Saturday, October 18, 2014

0 Margaux Froley, author of HERO COMPLEX, on falling into research wormholes, and needing to write crappy chapters.

What is your favorite thing about HERO COMPLEX?

The thing that surprised me about HERO COMPLEX was the historical backstory I got to play with. I knew I wanted to dig into the origins of the Keaton School and the infamous Mr. Keaton, but I ended up getting really immersed in American life during WWII, particularly in California, which led me down a research vortex of the Japanese Internment camps and the forced internment of Japanese American citizens after Pearl Harbor. Our own President ordered the forced internment of any citizen with Japanese roots. People had to give up their houses, their businesses, their pets, their belongings, and some even their lives in a very thuggish attempt at American safety during WWII. 

It seems like a very unthinkable act that could never happen today, but this happened in our recent history. I wanted to bring some of that to light and I really enjoyed weaving real history in with my imaginary Keaton School.

Also, on a totally separate note, I loved getting Devon and her friends off the Keaton campus and having them run around and play in Berkeley and San Francisco. Opening up their world a little bit was a fun way to try to keep everyone fresh.

How long did you work on the book?

I ended up spending about 6 months on the first drafts of HERO COMPLEX. Because it's a continuation of ESCAPE THEORY, I had an inkling about where I wanted the story to go. But, I knew I also wanted to highlight a flashback sequence from the 1940s around WWIIl and the Manhattan Project. I spent a good chunk of time researching that and had to pull myself out of that wormhole and remember to let the characters still dictate the story rather than letting the research pull me too far off the mark. 

What's your writing ritual like? Do you listen to music? Work at home or at a coffee shop or the library, etc?

My writing ritual has evolved in the last few years. I used to only be able to write out of the house at a coffeeshop or library. Headphones and a playlist for a specific project has always been a must-have. Now I keep pretty consistent hours writing at home, which I think helps keep me moving through the book. I try to write about 2,000 to 2,500 words a day. Sometimes those are a great 2,000 words and they come quickly, sometimes it is like typing with bricks and the words come slowly. But at the end of the day, whether the writing is good or bad, I can feel good that I showed up and put my butt in the chair. Also, writing HERO COMPLEX I got into a habit of brewing a whole pot of English tea

What advice would you most like to pass along to other writers?

Be consistent. I feel like just writing and then writing some more is the only way to get better. Being patient with your process, has also been key to my own evolution. Sometimes I need to write a crappy chapter in order to work through a character or story hiccup. I always say that it's easier to improve upon crap than improve upon nothing at all. Just getting that first draft material down sets the stage to come back and make it better in the next draft.

Also, trusting our own inner voice is one of the best muscles we can flex as writers. That's why I think meditation is a helpful practice for writers so we can keep that pipeline to our unconscious open. 

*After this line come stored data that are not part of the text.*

PR #807, opened 2026-09-12
Name sessions from a bounded transcript

uvforce:
Supersedes #787 and replaces the approach proposed in #776.

Closing #776 was the right call for what that PR contained. Switching to a dedicated model could lose prompt-cache hits because the title request still replayed the system prompt, tool definitions, and full message history. A cheaper model was therefore not necessarily a cheaper request.

This PR fixes that underlying cause: title generation no longer sends the session prefix. The request has a fixed total transcript budget, so its cost and latency stop depending on session length or cache state.

## What changes

`generateSessionTitle` builds a bounded plain-text transcript and sends it as a **standalone stream**, the same request shape compact uses for one-off summaries:

- No system prompt, tool definitions, tool calls, or tool results.
- User turns carry more budget than assistant turns; the final assistant turn keeps extra room for the outcome.
- The total budget is split between the opening and newest turns, with an elision marker between them. A 12-turn and a 1200-turn session produce the same bounded request.
- Thinking uses the cheapest level returned by `getSupportedThinkingLevels()`.
- The request uses `cacheRetention: "none"` and a fresh session id. It does not clone a throwaway Agent or reuse the live session's `transformContext` / `onPayload` hooks.
- Image-only turns keep an `[image]` placeholder. A session with no usable text fails before the model is called.

Default model selection is unchanged: naming uses the session's own model. There is no Title model setting.

## Measured results

Using the same session file and session model (`claude-haiku-4-5`), changing only the title-generation implementation:

- At 120 turns, input fell from about **74k tokens to 1.7k**.
- Latency remained around **1.3 seconds** instead of rising to 3.8 seconds.
- All **15/15 adversarial quality runs** still named the actual subject, including mid-session pivots and subjects buried under a long tail of unrelated chores.

## Behaviour and scope

- Naming no longer waits for the agent to become idle. Because there is no session prefix to append to, a running session can be named from its current transcript snapshot.
- This PR does **not** automatically name a new session after its first message; that behaviour is outside this PR.
- Addresses #671.


agegr (approved):
The bounded-transcript change is the part that matters here and it is a clear win: a title request that no longer replays the system prompt, tools and full history is cheaper on *any* model, and the head/tail split with per-role caps is a sensible way to keep pivots visible. Measured numbers are convincing. Thanks for persisting on this.

I pushed a commit to the branch that keeps exactly that and removes the **Title model** setting (settings route, `lib/session-title-settings.ts`, the General settings section, CSS, i18n, and the `options.model` / `resolveTitleModel` path in `lib/session-title.ts`). Same reasoning as on #776: once the request is ~1–2k tokens flat, a dedicated cheaper model saves very little, and pi-web tries to keep the Settings surface small. The session's own model, with the cheapest thinking level it supports, is the single default. Tests were adjusted accordingly (`resolveTitleThinkingLevel` coverage kept).

Net diff is now `lib/session-title.ts` + its test. Merged current `main`; tsc, eslint, and the session-title / SettingsPanel / AppShell.auto-name tests pass. Approving.

PR #809, opened 2026-09-12
fix: close SSE streams on shutdown so Next 16 drain cannot strand a zombie node

cy7372:
## Problem

In production, Next 16 handles SIGINT/SIGTERM by calling `server.close()` and then waits **indefinitely** for every connection to end — no timeout, and `closeAllConnections` is only wired in dev mode. An SSE stream never ends on its own (it waits for the *client* to disconnect), so on any service restart the process lingers forever in a half-dead state:

- the listener is closed → reverse proxy sees **502**
- but the node process never exits → the supervisor never sees a failure and never restarts it
- every restart leaks one more orphaned node

(Found during recurring "zombie node, 502" outages on a systemd-managed deployment; same failure mode applies to any supervisor that stops the app with SIGTERM.)

## Fix

- `instrumentation.ts`: register SIGINT/SIGTERM hooks that close all live agent event streams, so Next's own drain finishes and the process exits cleanly
- `lib/agent-event-stream.ts`: registry of live stream closers. The registry is shared via `Symbol.for` + `globalThis` because `instrumentation.ts` and the route handlers are bundled into **separate module graphs** — a plain module-level `Set` would be two disconnected copies (verified live: the shutdown hook closed an empty set while the route's SSE kept heart-beating)

No behavior change for normal operation; streams close as they would on client disconnect.


agegr (approved):
Verified against `next@16.3.5`: `start-server.js` cleanup awaits `server.close()` and only calls `closeAllConnections()` when `isDev`, so a production process with an open SSE stream indeed never finishes draining. The `Symbol.for` registry is the right call given the separate module graphs, and erroring the controller (rather than `close()`) is what actually tears the socket down.

I merged `main` and pushed a small cleanup: trimmed the date/"Servy"-specific comments to the durable explanation and removed the unused `activeAgentEventStreamCount` export. Behavior unchanged; tsc, eslint, and the agent-event-stream / agent route tests pass. Approving.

What are you working on now? 

I'm developing a few new book ideas, which really just means writing early chapters of ideas and figuring out if any of them are valid ideas. I have a new murder mystery I'm excited about, which has been fun to crack. 

Giveaway ends 10/19/2014 at midnight EST.


Hero Complex
by Margaux Froley
Soho Teen
Released 10/14/2014

Less than a month has passed since Devon Mackintosh uncovered the truth about the apparent suicide of Keaton’s golden boy and her unrequited love, Hutch. But that doesn’t mean the danger is over. Her own life has been threatened. Solving Hutch’s case only unearthed more questions: what lies beneath the Keaton land that could be so valuable as to tear the Hutchins family apart?

Hutch’s grandfather, Reed Hutchins, knows the answer. But Reed is dying of cancer, and this dark family secret might die with him. Faced with no other option, Devon swipes Reed’s diary  and plunges into his life as an 18-year-old science prodigy in the immediate aftermath of Pearl Harbor. Through his adolescent eyes—and his role in biological weapons research, still classified to this day—Devon fights to piece together the final clues to what haunts the Keaton hillsides, the truth Reed’s enemies are still willing to kill for.

Purchase Hero Complex at Amazon
Purchase Hero Complex at IndieBound
View Hero Complex on Goodreads


Margaux Froley grew up in Santa Barbara, California, and attended not one, but two boarding schools during her high school years in California and Oxford, England.  She studied film at University of Southern California, and has worked for such television networks as: TLC,  CMT, Travel, MTV, and the CW.  She currently lives in Los Angeles and still loves Nutter Butters.